PR #1303, opened 2025-04-06
Add new function modifier `upack_fields`

cswartzvi:
Added a new modifier called `unpack_fields` which allows for the extraction of fields from a tuple output (a cross between `extract_columns` and `extract_fields`).

## Changes

* Added `unpack_fields` decorator to `hamilton/function_modifiers/__init__.py` and implemented its logic in `hamilton/function_modifiers/expanders.py`. This decorator enables the extraction of fields from a tuple output, expanding a single function into multiple nodes.

## How I tested this

* Added multiple test cases in `tests/function_modifiers/test_expanders.py` to validate the functionality of the `unpack_fields` decorator, including tests for valid and invalid type annotations and different tuple configurations.

## Notes

- Example usage with an fixed size tuple:
  ```python
    @unpack_fields("X_train" "X_validation", "X_test")
    def dataset_splits(X: np.ndarray) -> Tuple[np.ndarray, np.ndarray, np.ndarray]:
        """Randomly split data into train, validation, test"""
        X_train, X_validation, X_test = random_split(X)
        return X_train, X_validation, X_test
  ```

- Example usage with a subset of fixed length tuples:
  ```python
    @unpack_fields("X_train")
    def dataset_splits(X: np.ndarray) -> Tuple[np.ndarray, np.ndarray, np.ndarray]:
        """Randomly split data into train, validation, test"""
        X_train, X_validation, X_test = random_split(X)
        return X_train, X_validation, X_test
  ```

- Example usage with an indeterminate length tuple:
  ```python
    @unpack_fields("X_train" "X_validation", "X_test")
    def dataset_splits(X: np.ndarray) -> Tuple[np.ndarray, ...]:
        """Randomly split data into train, validation, test"""
        X_train, X_validation, X_test = random_split(X)
        return X_train, X_validation, X_test
  ```

## Checklist


hamilton/function_modifiers/__init__.py
```diff
@@ -59,6 +59,7 @@
 # Extract decorators
 extract_columns = expanders.extract_columns
 extract_fields = expanders.extract_fields
+unpack_fields = expanders.unpack_fields
```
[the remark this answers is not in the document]
cswartzvi: This has been done - added to both the "concepts" and "reference" sections

tests/function_modifiers/test_expanders.py
```diff
@@ -468,6 +471,135 @@ def dummy_dict() -> dict:
...
+        callabl=dummy,
+        tags={"module": "tests.function_modifiers.test_expanders"},
+    )
+    assert nodes[1].name == "A"
+    assert nodes[1].type == int
+    assert nodes[1].documentation == "dummy doc"
+    assert nodes[1].input_types == {dummy.__name__: (Tuple[int, str, int], DependencyType.REQUIRED)}
+
+
+def test_upack_fields_valid_indeterminate_tuple():
```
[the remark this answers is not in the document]
cswartzvi: Good bot - embarrassing human

cswartzvi:
Geez - apparently I have a problem remembering to include backward compatible type hints 🙃. Regardless, this is ready to be looked at!

docs/concepts/function-modifiers.rst
```diff
@@ -191,21 +191,44 @@ Sometimes, your node outputs multiple values that you would like to name and mak
 
     To add metadata to extracted nodes, use ``@tag_output``, which works just like ``@tag``.
 
+@unpack_fields
```
elijahbenizzy, line 194: This makes for very elegant code. Nice work!

hamilton/function_modifiers/expanders.py
```diff
@@ -869,6 +874,156 @@ def extractor_fn(
...
+    if base_type != tuple and base_type != Tuple:
+        return
+
+    output_args = typing_inspect.get_args(output_type)
+    num_ellipsis = output_args.count(Ellipsis)
+    if num_ellipsis > 1:
+        raise base.InvalidDecoratorException(
+            f"Invalid tuple: Found more than one ellipsis ('...'): {output_type}"
+        )
+    elif num_ellipsis == 1:
```
elijahbenizzy, line 895: What happens if it is `tuple[..., int]` (which, addmittedly, isn't really logical...)

hamilton/function_modifiers/expanders.py
```diff
@@ -869,6 +874,156 @@ def extractor_fn(
...
+
+    @override
+    def validate(self, fn: Callable):
+        output_type = typing.get_type_hints(fn).get("return")
+        field_types = _process_unpack_fields(self.fields, output_type)
+        if field_types:
+            self.field_types = field_types
+            self.output_type = output_type
+        else:
+            message = (
```
elijahbenizzy, line 960: Feel like `_process_unpack_fields` should raise an error in this case? Is there a valid reason to have an empty return?

hamilton/function_modifiers/expanders.py
```diff
@@ -869,6 +874,156 @@ def extractor_fn(
...
+                tuple_generated = fn(*args, **kwargs)
+                return tuple_generated
+
+        output_nodes = [node_.copy_with(callabl=tuple_generator)]
+
+        for idx, (field_name, field_type) in enumerate(zip(self.fields, self.field_types)):
+            # NOTE: The extractors, as defined below, are constructed to avoid closure issues.
+            if inspect.iscoroutinefunction(fn):
+
+                async def extractor(field_index: int = idx, **kwargs) -> field_type:  # type: ignore
```
elijahbenizzy, line 994: Is there any reason to have an async extractor? It'll be the same either way as `await` is never called...

elijahbenizzy (commented):
This is awesome! Thank you! I'm really looking forward to shipping this. Some small comments.

hamilton/function_modifiers/expanders.py
skrawcz: To handle this case, yeah?
```python

@unpack_fields
async def my_function(...) -> Tuple[..., int]:
   ...
 ```
 Otherwise all async functions should have an `await` in them though right?

Comment (elijahbenizzy) [reply hamilton/function_modifiers/expanders.py:994]: The extractor function goes after it, it shouldn't need to be async, as it doesn't do anything asynchronous. The function itself is async (which forms a node), but the extractor doesn't need to be.

File: hamilton/function_modifiers/expanders.py (hunk 4 above)
Comment (cswartzvi) [reply hamilton/function_modifiers/expanders.py:895]: Ah yes, good catch, I will add that!

I was actually trying to include some more tests for cases like `tuple[...]`, `tuple[int, int, ...]` but I was having some issues with backward compatibility. I will take another crack at it.

File: hamilton/function_modifiers/expanders.py (hunk 5 above)
Comment (cswartzvi) [reply hamilton/function_modifiers/expanders.py:960]: You know what, originally I didn't want to pass `output_type` to `_process_unpack_fields` and this was my way of still producing a nice error message. However, now that I changed my mind about `output_type` it's definitely better to raise the error in `_process_unpack_fields` - it's cleaner that way.

File: hamilton/function_modifiers/expanders.py (hunk 6 above)
Comment (cswartzvi) [reply hamilton/function_modifiers/expanders.py:994]: Ah, ya got me, I was copying parts of `extract_fields` and didn't notice that there was no `await` in the extractor. I don't think we need it considering (as @elijahbenizzy said) it's only indexing the result of `tuple_generator` (either sync or async). Commit incoming.

**Comment by cswartzvi** [comment]
Wooh boy, TIL that improper use of an Ellipsis in `typing.Tuple` (`Tuple[..., int]`, `Tuple[int, int, ...]`, etc.) is an **error** prior to Python 3.11, even though it's perfectly fine in `tuple` after python 3.8 (`tuple[..., int]`, `tuple[int, int, ...]`, etc.) 🤷🏻‍♂️🤷🏻‍♂️. I have greatly expanded tests of `tuple` vs `typing.Tuple` in both valid and invalid cases using a little trick with `eval`. Note that this was the only way I could come up with where earlier python versions didn't complain about the use of `tuple[...]`. Please let me know if it's too ... crazy.

**Comment by cswartzvi** [comment]
Just wanted to mention one other thing ... in [slack](https://hamilton-opensource.slack.com/archives/C03MANME6G5/p1744055165809069?thread_ts=1743736065.053229&cid=C03MANME6G5) @zilto mentioned that

> ' .. with `tuple[str, ...]` the `@unpack_fields` should be authoritative for the number of expected tuple values ...'. 

Currently, `@unpack_fields` is extracting the first $n$ fields of an $m$ length tuple with only a check for $0 \leq n < m$ in the local `extractor` function. I could make the (sync/async) `tuple_generator` check that the requested fields match the ouput, but I wanted to get everyone's take first.

Sorry @zilto, I didn't see your response until after I started pushing commits!

**Comment by zilto** [comment]
@cswartzvi Great job on the PR! It makes me very happy to see docs pages included :smile: 

Regarding tuple length, I see the merit of your approach and implementation. For example, in this snippet:
```python
  @unpack_fields("X_train")
  def dataset_splits(X: np.ndarray) -> Tuple[np.ndarray, np.ndarray, np.ndarray]:
      """Randomly split data into train, validation, test"""
      X_train, X_validation, X_test = random_split(X)
      return X_train, X_validation, X_test
```
It seems reasonable to allow `@unpack_fields("X_train")` to only unpack `X_train`, the first element of the tuple. This matches how `@extract_fields` can selectively extract keys of a dict. It avoids creating unnecessary nodes and the node `dataset_splits` allows to get the full tuple.

elijahbenizzy (approved):
Looks good!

● **TASK INSTRUCTIONS**
Copy each line in the listing where "concepts" appears.

● **TASK RESPONSE**
cswartzvi: This has been done - added to both the "concepts" and "reference" sections
docs/concepts/function-modifiers.rst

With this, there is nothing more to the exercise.